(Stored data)
────────────────────────────────────────

PR #30, opened 2024-07-04
Add data checks in client.py

Sathya98:
### Change Description

Added a function check_training_data that checks the X and y tables for basic integrity and length inconsistencies before sending them over to the tabpfn server

Also added a unit test in test_client.py that tests the function with the breast cancer dataset

## Breaking changes

---

### DIFF
--- a/tabpfn_client/estimator.py
+++ b/tabpfn_client/estimator.py
@@ -6,7 +6,6 @@ import numpy as np
 from tabpfn_client import init
 from sklearn.base import BaseEstimator, ClassifierMixin, RegressorMixin
 from sklearn.utils.validation import check_is_fitted
-from sklearn.utils import check_consistent_length
 
 from tabpfn_client import config
 
@@ -422,7 +421,8 @@ def validate_data_size(X: np.ndarray, y: np.ndarray | None = None):
 
     # check if the number of samples is consistent (ValueError)
     if y is not None:
-        check_consistent_length(X, y)
+        if X.shape[0] != y.shape[0]:
+            raise ValueError("X and y must have the same number of samples")
 
     # length and feature assertions
     if X.shape[0] > MAX_ROWS:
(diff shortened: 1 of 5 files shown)


Sathya98:
Yes

liam-sbhoo:
Please also setup your environment for ruff formatting according to `Development` section of the README. With this, you'll probably pass the failed checks.

liam-sbhoo:
Good to go after the slight refactor in test and correcting the format. Thanks!!

liam-sbhoo:
I did some modification here:
- moving the data size check to `estimator`, instead of `ServiceClient` (responsibility-wise is clearer)
- add more test cases

tabpfn_client/estimator.py
```diff
@@ -393,3 +409,23 @@ def _model_name_to_path(self, model_name: str) -> str:
...
+    Check the integrity of the training data.
+    - check if the number of rows between X and y is consistent
+        if y is not None (ValueError)
+    - check if the number of rows is less than MAX_ROWS (ValueError)
+    - check if the number of columns is less than MAX_COLS (ValueError)
+    """
+
+    # check if the number of samples is consistent (ValueError)
+    if y is not None:
+        check_consistent_length(X, y)
```
SamuelGabriel, line 425: since the rest of the code relies on `.shape` to exist, can you simply use that here too s.t. it is directly understandable what you are doing

SamuelGabriel (changes requested):
Just one tiny little change I would request than it is good to go!

tabpfn_client/estimator.py
liam-sbhoo: Alright, done!

SamuelGabriel (approved):
LGTM

tabpfn_client/estimator.py
SamuelGabriel: thanks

────────────────────────────────────────

Taking the entries from their first line through the line with "from tabpfn_client import config", inclusive, restate each line word for word and give nothing else.

PR #30, opened 2024-07-04
Add data checks in client.py

Sathya98:
### Change Description

Added a function check_training_data that checks the X and y tables for basic integrity and length inconsistencies before sending them over to the tabpfn server

Also added a unit test in test_client.py that tests the function with the breast cancer dataset

## Breaking changes

---

### DIFF
--- a/tabpfn_client/estimator.py
+++ b/tabpfn_client/estimator.py
@@ -6,7 +6,6 @@ import numpy as np
 from tabpfn_client import init
 from sklearn.base import BaseEstimator, ClassifierMixin, RegressorMixin
 from sklearn.utils.validation import check_is_fitted
-from sklearn.utils import check_consistent_length
 
 from tabpfn_client import config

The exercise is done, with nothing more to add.